- TASK STATEMENT -
Check each line of the data below for the word "Object", then extract the ones that have it.
##### RECORDS SUPPLIED #####
PR #3171, opened 2022-01-05
Extract computation of failedJobRetryTimeCycleValue in JobRetryCmd to make it overridable

vincz7777:
At some point in our development, we needed to make the computation of the failedJobRetryTimeCycle to be computed dynamically during the execution of the serviceTask (depending for instance on some input parameters provided by the user).

We propose to extract the retrieval of the failedJobRetryTimeCycleValue in a dedicated protected method, to allow to override it for such customization.

Thank you in advance,

#### Check List:
* Unit tests: NA
* Documentation: NA

### DIFF
--- a/modules/flowable-engine/src/main/java/org/flowable/engine/impl/cmd/JobRetryCmd.java
+++ b/modules/flowable-engine/src/main/java/org/flowable/engine/impl/cmd/JobRetryCmd.java
@@ -71,10 +71,7 @@ public class JobRetryCmd implements Command<Object> {
         ExecutionEntity executionEntity = fetchExecutionEntity(commandContext, job.getExecutionId());
         FlowElement currentFlowElement = executionEntity != null ? executionEntity.getCurrentFlowElement() : null;
 
-        String failedJobRetryTimeCycleValue = null;
-        if (currentFlowElement instanceof ServiceTask) {
-            failedJobRetryTimeCycleValue = ((ServiceTask) currentFlowElement).getFailedJobRetryTimeCycleValue();
-        }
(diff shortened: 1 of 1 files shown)


modules/flowable-engine/src/main/java/org/flowable/engine/impl/cmd/JobRetryCmd.java
```diff
@@ -160,6 +157,13 @@ public Object execute(CommandContext commandContext) {
         return null;
     }
 
+	protected static String getFailedJobRetryTimeCycleValue(FlowElement currentFlowElement) {
+        if (currentFlowElement instanceof ServiceTask) {
+            return ((ServiceTask) currentFlowElement).getFailedJobRetryTimeCycleValue();
+        }
+		return null;
+	}
```
dbmalkovsky, line 165: Please format this code block so it aligns with surrounding code and matches the project's formatting.  Thanks.

vincz7777: Done, thanks :)

filiphr:
I am not sure that I understand the purpose of this change.

The `failedJobRetryTimeCycleValue` can be an expression, which means that you can write whatever you need to do there. If you want to change the default (when it is not modeled) you can do it in numerous different ways:

* Set the `asyncFailedJobWaitTime` or `defaultFailedJobWaitTime`
* Use a parse handler and set a `failedJobRetryTimeCycleValue` on the service tasks that do not have it

The `JobRetryCmd` is not meant to be extended.

filiphr:
Closing this PR since the change does not achieve what is explained in the description.

1. The `JobRetryCmd` is not meant to be extended
2. Even if it was, the new method is `static`, which means it cannot be overridden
#####
- RESULT FOR THIS EXERCISE -
@@ -71,10 +71,7 @@ public class JobRetryCmd implements Command<Object> {
@@ -160,6 +157,13 @@ public Object execute(CommandContext commandContext) {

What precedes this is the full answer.